II. The Vital or Pathological Causes.—In this class of conditions leading to cardiac thrombosis are included all diseases in which certain special changes have taken place in the blood itself. Among these we should mention, first, certain sthenic inflammatory affections in which the proportion of the plasmin (fibrin and metalbumen) is notably elevated, and in which, on this account, there is a strong tendency to the separation of fibrin from the blood and to the formation of cardiac concretions.

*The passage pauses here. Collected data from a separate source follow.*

PR #410, opened 2026-09-03
feat(realpath): implement the realpath command

trieloff:
Fixes the `realpath` half of #408. The `yes` half is #409.

Canonicalizing a name had no clean substitute: `realpath` exited 127, and the usual fallback `cd "$(dirname "$x")" && pwd` moves the shell.

## Behaviour

Resolution walks the path one component at a time against the virtual filesystem instead of delegating to `fs.realpath()`, because each mode needs its own existence and symlink policy and a failure has to carry the errno GNU prints.

| mode | policy |
| --- | --- |
| default | every component but the last must exist |
| `-e` / `--canonicalize-existing` | all of it must exist, including through the final symlink |
| `-m` / `--canonicalize-missing` | none of it need exist, and nothing fails: a symlink loop leaves the link unexpanded rather than reporting ELOOP, matching GNU |
| `-s` / `--strip` / `--no-symlinks` | purely textual; existence checked only under `-e`, and then by following the link |
| `-L` / `-P` | `..` cancelled before or after symlink expansion |

Also `-q`, `-z`, `--relative-to=DIR` and `--relative-base=DIR` (value inline or as the next argument), including GNU's rule that an anchor outside the base drops both options and prints absolute names, and `.` for a name that is the anchor itself. `-e`/`-m` and `-L`/`-P` are last-one-wins, short flags bundle (`-se`, `-zm`), `--` ends options, a lone `-` is an operand.

Diagnostics match GNU: `No such file or directory`, `Not a directory` for a path descending through a regular file (including a regular file named with a trailing slash), `Too many levels of symbolic links`, `realpath: '': No such file or directory` for the empty name, `realpath: missing operand`, and `realpath: option '--relative-to' requires an argument`. Unknown options use the repository's `unknownOption` wording.

## Bounds

Symlink expansion is capped at the existing `MAX_SYMLINK_DEPTH` and every component visit is metered through `FileTraversalBudget`, so a link farm cannot spin. Output goes through `BoundedStringBuilder` against `min(maxStringLength, maxOutputSize)`.

## Tests

- `realpath.basic.test.ts`, `realpath.symlinks.test.ts`, `realpath.options.test.ts` — 70 unit tests.
- `realpath.comparison.test.ts` + fixtures — 26 cases against real GNU `realpath`, all passing on the first recording. Cases print names relative to the test directory, since the absolute answer necessarily differs between the real temporary directory and the VFS. Recorded with GNU coreutils on `PATH` (BSD `realpath` only understands `-q`) and locked so a macOS re-record cannot replace them.

## Validation

`pnpm typecheck`, `pnpm lint:fix`, `pnpm lint:banned`, `pnpm knip`, `pnpm test:unit`, `pnpm test:comparison` all pass. Five python3/WASM-bundle test files fail identically on unmodified `main` in this environment and are untouched by this change.

### DIFF
--- a/.changeset/realpath-command.md
+++ b/.changeset/realpath-command.md
@@ -1,0 +1,5 @@
+---
+"just-bash": minor
+---
+
+Add the `realpath` command. Canonicalizes names against the virtual filesystem — resolving `.`, `..` and symlinks — instead of exiting 127, with GNU's `-e`, `-m`, `-s`/`--no-symlinks`, `-L`, `-P`, `-q`, `-z`, `--relative-to` and `--relative-base`, GNU's default policy that every component but the last must exist, and GNU's diagnostics for a missing component, a path descending through a regular file, and a symlink loop.
--- a/packages/just-bash/AGENTS.npm.md
+++ b/packages/just-bash/AGENTS.npm.md
@@ -78,7 +78,7 @@ const result = await bash.exec("cat input.txt | grep pattern");
 
 **Data processing**: `jq` (JSON), `js-exec` (JavaScript/TypeScript via QuickJS), `python3`/`python` (Python via WASM/CPython), `sqlite3` (SQLite), `xan` (CSV), `yq` (YAML/XML/TOML/CSV)
 
-**File operations**: `basename`, `chmod`, `cp`, `dirname`, `du`, `file`, `find`, `ln`, `ls`, `mkdir`, `mv`, `od`, `pwd`, `readlink`, `rm`, `rmdir`, `split`, `stat`, `touch`, `tree`
+**File operations**: `basename`, `chmod`, `cp`, `dirname`, `du`, `file`, `find`, `ln`, `ls`, `mkdir`, `mv`, `od`, `pwd`, `readlink`, `realpath`, `rm`, `rmdir`, `split`, `stat`, `touch`, `tree`
 
 **Utilities**: `alias`, `base64`, `bash`, `clear`, `curl`, `date`, `diff`, `echo`, `env`, `expr`, `false`, `gzip`, `gunzip`, `help`, `history`, `hostname`, `html-to-markdown`, `md5sum`, `printenv`, `printf`, `seq`, `sh`, `sha1sum`, `sha256sum`, `sleep`, `tar`, `tee`, `time`, `timeout`, `true`, `unalias`, `which`, `whoami`, `zcat`
 
--- a/packages/just-bash/README.md
+++ b/packages/just-bash/README.md
@@ -102,7 +102,7 @@ duplicating internal defaults.
 
 ### Navigation & Environment
 
-`basename`, `cd`, `dirname`, `du`, `echo`, `env`, `export`, `find`, `hostname`, `printenv`, `pwd`, `tee`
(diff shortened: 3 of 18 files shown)


trieloff:
Thanks for the thorough review. All six findings are addressed in c6c1558d. I verified every case against GNU coreutils `realpath` before changing behaviour, and recorded the results as 21 locked comparison fixtures (`realpath-path-semantics.comparison.test.ts`) plus 35 new unit tests.

- **`.` was dropped when splitting.** It is not a no-op: GNU requires a directory in front of it. `file/.` and `file/..` are now `Not a directory`, `nosuch/.` is `No such file or directory`, while a trailing slash keeps tolerating an absent name (`nosuchdir/` still resolves).
- **`-s` resolved textually.** It now walks components. GNU still refuses to descend through a non-directory (`-s link/..`, `-s file/x`, `-s file/`) while following a link for the directory test only (`-s dirlink/deep` passes), and still checks no intermediate component for existence; `-e` remains a check on the finished name.
- **Symlink targets ending in `/`.** The directory requirement is kept, so a link to `file/` is `Not a directory` while a link to `nosuch/` resolves.
- **`-L` did not validate what it cancels.** GNU rejects `-L link/..` for a link to a file and `-L nosuch/..` for a missing name, so cancelling an `X/..` pair now requires `X` to be an existing directory. Skipped under `-m`, which never fails.
- **Errors read as "missing".** Failures are classified now: only ENOENT means missing, ENOTDIR/ELOOP/EACCES get their own diagnostic (`Permission denied` was missing from the table), an unexplained failure no longer becomes a resolvable name, and `ExecutionLimitError`/`ExecutionAbortedError` propagate instead of being swallowed.
- **Absolute symlink targets escaped their mount.** `MountableFs` stores them relative to the mounted filesystem's root, so resolution asks the filesystem and keeps the mount prefix. `realpath /data/link` now names `/data/secret.txt`, and `cat "$(realpath /data/link)"` reads the same bytes as `cat /data/link`.
- **Bounds.** An oversized symlink target is charged to the traversal budget before the expanded path is allocated (components are concatenated rather than spread), and failure diagnostics are built with a `BoundedStringBuilder` — an operand can fail without touching the filesystem, so nothing else bounded them.

One deliberate limitation, covered by a test that documents it: a *dangling* absolute target inside a mount still falls back to the global root, because there is nothing to resolve through and `IFileSystem` offers no way to ask which mount a path belongs to. Resolving it properly needs a mount-attribution API; happy to add one if you would rather have that.

The failing checks are the Vercel deploys, which need a Vercel Labs member to authorize a deploy from a fork. Every GitHub Actions check passes.

cramforce:
@auto-maintain review

Please sign the commits!

trieloff:
Signed. Both commits on this branch are now GPG-signed with my key and show as Verified: the author stays `Claude Code <noreply@anthropic.com>` and I am the committer, which is what lets GitHub verify the signature against my account.

The rebase also picked up the current `main`, so the branch is up to date. The tree is byte-identical to what was reviewed before the rewrite (verified with `git diff` against the old tip), and I re-ran typecheck plus the unit and comparison suites on the new base: all green apart from the pre-existing python3/WASM failures that also fail on unmodified `main` in my environment.

@auto-maintain review

PR #413, opened 2026-09-07
fix(diff): default to POSIX normal format

### LINKED ISSUE #412: diff defaults to unified format (not POSIX normal); `diff a b | grep '^<'` silently matches nothing, and normal format is unreachable
## Summary

`diff` with no flags emits **unified** format instead of POSIX **normal** format (`<` / `>`). GNU diffutils and POSIX both default to normal format; unified is opt-in via `-u`.

Three concrete defects fall out of this:

1. **Normal format is unreachable.** `-u` is parsed and then discarded (`void parsed.result.flags.unified`), and `createTwoFilesPatch` is the only output path — so there is no flag that produces `<` / `>`.
2. **`-c` and `--version` don't exist.** Context format is unavailable and `--version` errors out.
3. **A non-standard 67-char `===…===` banner** is the first line of output — a `createTwoFilesPatch` artifact that neither GNU normal nor GNU unified output produces, and which breaks parsers of either format.

The practical impact is a **silent** false negative: `diff a b | grep '^<'` — the canonical "lines only in A" idiom — matches nothing and exits cleanly. In the case that led me here, a file differing by 3,565 bytes read as "0 changed lines" until a `cmp` contradicted it. There is no error and no warning; a script or agent just gets the wrong answer.

## Reproduction

Bare `just-bash@3.4.2` on Node 26, no host shell involved:

```js
import { Bash, InMemoryFs } from 'just-bash';

const fs = new InMemoryFs();
await fs.writeFile('/d1.txt', 'a\nb\nc\n');
await fs.writeFile('/d2.txt', 'a\nX\nc\n');
await fs.writeFile('/d3.txt', 'a\nb\nc\n');
const bash = new Bash({ fs });

for (const c of [
  'diff /d1.txt /d2.txt',
  "diff /d1.txt /d2.txt | grep -cE '^[<>]'",
  "diff /d1.txt /d2.txt | grep -cE '^[-+@]'",
  'diff -u /d1.txt /d2.txt',
  'diff -c /d1.txt /d2.txt',
  'diff --normal /d1.txt /d2.txt',
  'diff --version',
]) {
  const r = await bash.exec(c);
  console.log('### ' + c);
  process.stdout.write(r.stdout + (r.stderr ? '[stderr] ' + r.stderr : ''));
  console.log('exit=' + r.exitCode);
}
```

### just-bash 3.4.2 vs GNU diffutils 3.12

Same two input files throughout (`a\nb\nc\n` vs `a\nX\nc\n`).

**No flags:**

| just-bash 3.4.2 | GNU diffutils 3.12 |
| --- | --- |
| <pre>===================================================================<br>--- /d1.txt&#9;<br>+++ /d2.txt&#9;<br>@@ -1,3 +1,3 @@<br> a<br>-b<br>+X<br> c<br>exit=1</pre> | <pre>2c2<br>&lt; b<br>---<br>&gt; X<br>exit=1</pre> |

**The idiom that silently breaks:**

```
                                          just-bash   GNU
diff d1 d2 | grep -cE '^[<>]'    →              0       2      # normal-format markers
diff d1 d2 | grep -cE '^[-+@]'   →              5       0      # unified-format markers
```

**`-u` is a no-op** — byte-identical to the no-flag invocation, confirming unified is already the default:

```js
const a = await bash.exec('diff /d1.txt /d2.txt');
const b = await bash.exec('diff -u /d1.txt /d2.txt');
a.stdout === b.stdout   // true
```

GNU `-u` for comparison (note: no `===` banner, and real timestamps in the header):

```
--- d1.txt	2026-09-07 16:45:17.720325084 +0200
+++ d2.txt	2026-09-07 16:45:17.720416501 +0200
@@ -1,3 +1,3 @@
 a
-b
+X
 c
```

**Normal format is unreachable, and `-c` / `--version` are missing:**

| command | just-bash 3.4.2 | GNU diffutils 3.12 |
| --- | --- | --- |
| `diff --normal a b` | `diff: unrecognized option '--normal'` (exit 1) | normal format (exit 1) |
| `diff -c a b` | `diff: invalid option -- 'c'` (exit 1) | context format (exit 1) |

In fibrinous pneumonia and acute rheumatism this is particularly true, and amongst the numerous accidents we have to dread in the course of these diseases none strike us with more dread than the possible production of intra-cardiac thrombi. In fibrinous pneumonia this complication is so frequent that Bouillaud has enunciated the following pathological law: "Fibrinous concretions exist constantly in patients who succumb to a frank, acute pleuro-pneumonia, well characterized, which has reached the second stage."17 According to Raynaud, this is without question a great exaggeration, and results from the confusion this learned author evidently made between terminal clots and those formed some time previous to death. Nevertheless, there is here a proof of the great frequency of coagula occasioned by this disease, and of the strong tendency to their formation which the condition of the blood must afford. What we have said of fibrinous pneumonia and acute articular rheumatism is not true, singular to say, of lobular or broncho-pneumonia. The lesions of this form of pneumonia are those of a catarrhal inflammation of the lung, and the blood does not offer during its course the remarkable tendency to coagulation that is shown in fibrinous pneumonia. Usually, the heart-cavities and the vessels are filled after death with a liquid of a black or violet-brown color, very often sticky.18 The fibrin in the heart-cavities in pneumonia is fibrillar, and does not present those changes which indicate that it has been deposited for a long while. Moreover, these coagula do not present physical characters which show any considerable degree of age. They are usually terminal coagula, or at least formed within a few days of the fatal termination. Do globular vegetations occur in pneumonia? At times they do, but they are at least very rare as compared with the fibrinous conditions just referred to.

17 Gazette méd., 1843, vol. xi. p. 270, quoted by Armand, Thèse de Paris, 1857, p. 41.